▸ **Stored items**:
☆ ☆ ☆ ☆

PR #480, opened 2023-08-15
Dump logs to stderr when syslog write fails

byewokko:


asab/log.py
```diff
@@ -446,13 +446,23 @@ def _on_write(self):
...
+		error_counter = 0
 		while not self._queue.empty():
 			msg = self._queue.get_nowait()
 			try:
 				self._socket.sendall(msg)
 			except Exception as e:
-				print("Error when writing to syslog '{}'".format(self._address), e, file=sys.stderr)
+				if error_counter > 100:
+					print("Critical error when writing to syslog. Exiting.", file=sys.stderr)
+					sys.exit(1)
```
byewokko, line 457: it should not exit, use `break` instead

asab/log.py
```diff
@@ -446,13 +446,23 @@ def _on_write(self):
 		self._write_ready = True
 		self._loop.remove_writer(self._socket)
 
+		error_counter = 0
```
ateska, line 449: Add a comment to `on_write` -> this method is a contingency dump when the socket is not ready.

☆ ☆ ☆ ☆

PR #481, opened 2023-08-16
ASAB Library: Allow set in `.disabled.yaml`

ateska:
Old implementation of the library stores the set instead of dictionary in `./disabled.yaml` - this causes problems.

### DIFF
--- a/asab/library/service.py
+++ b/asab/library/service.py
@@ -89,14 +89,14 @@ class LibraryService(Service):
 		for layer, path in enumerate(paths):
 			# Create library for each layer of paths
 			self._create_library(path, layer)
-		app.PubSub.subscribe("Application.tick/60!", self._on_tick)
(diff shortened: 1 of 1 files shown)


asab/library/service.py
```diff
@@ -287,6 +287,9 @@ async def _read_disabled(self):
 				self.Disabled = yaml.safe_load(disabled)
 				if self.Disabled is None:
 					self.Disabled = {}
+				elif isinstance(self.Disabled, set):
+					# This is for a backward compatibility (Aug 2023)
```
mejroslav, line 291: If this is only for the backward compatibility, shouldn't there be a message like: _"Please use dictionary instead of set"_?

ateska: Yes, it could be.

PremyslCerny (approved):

☆ ☆ ☆ ☆

▸ **WORK ITEM**:
Which of the lines above mention the word "when"? Pull those lines out.

▸ **TASK OUTPUT**:
Dump logs to stderr when syslog write fails
-				print("Error when writing to syslog '{}'".format(self._address), e, file=sys.stderr)
+					print("Critical error when writing to syslog. Exiting.", file=sys.stderr)
ateska, line 449: Add a comment to `on_write` -> this method is a contingency dump when the socket is not ready.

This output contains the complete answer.